## WORK TASK:
Write out the data in full, exactly as shown.

## THE RECORDS:
----------------------------------------
PR #446, opened 2025-01-13
Fix final evaluation function 

### LINKED ISSUE #445: Fix bug with final data evaluation test function
Function is drawing a bug with multiple years - fix this.

jwalsh28:
Closes #445 

Small tweak to resolve bug in final form evaluation.

### DIFF
--- a/functions/testing/evaluate_final_data.R
+++ b/functions/testing/evaluate_final_data.R
@@ -43,6 +43,9 @@ exp_form_variables <- exp_form %>%
 if(exp_form_variables %>% nrow() > 1) {
   exp_form_variables <- exp_form_variables %>% 
     pivot_wider(names_from = user_input, values_from = c("metric_name_as_written_in_final_data_file", "quality_title", "ci_low_title", "ci_high_title"))
+} else{
+  exp_form_variables <- exp_form_variables %>% 
+    select(-user_input)
 }
 
 
--- a/functions/testing/evaluate_final_data.R
+++ b/functions/testing/evaluate_final_data.R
----------------------------------------
## COMPLETED TASK:
PR #446, opened 2025-01-13
Fix final evaluation function 

### LINKED ISSUE #445: Fix bug with final data evaluation test function
Function is drawing a bug with multiple years - fix this.

jwalsh28:
Closes #445 

Small tweak to resolve bug in final form evaluation.

### DIFF
--- a/functions/testing/evaluate_final_data.R
+++ b/functions/testing/evaluate_final_data.R
@@ -43,6 +43,9 @@ exp_form_variables <- exp_form %>%
 if(exp_form_variables %>% nrow() > 1) {
   exp_form_variables <- exp_form_variables %>% 
     pivot_wider(names_from = user_input, values_from = c("metric_name_as_written_in_final_data_file", "quality_title", "ci_low_title", "ci_high_title"))
+} else{
+  exp_form_variables <- exp_form_variables %>% 
+    select(-user_input)
 }
 
 
--- a/functions/testing/evaluate_final_data.R
+++ b/functions/testing/evaluate_final_data.R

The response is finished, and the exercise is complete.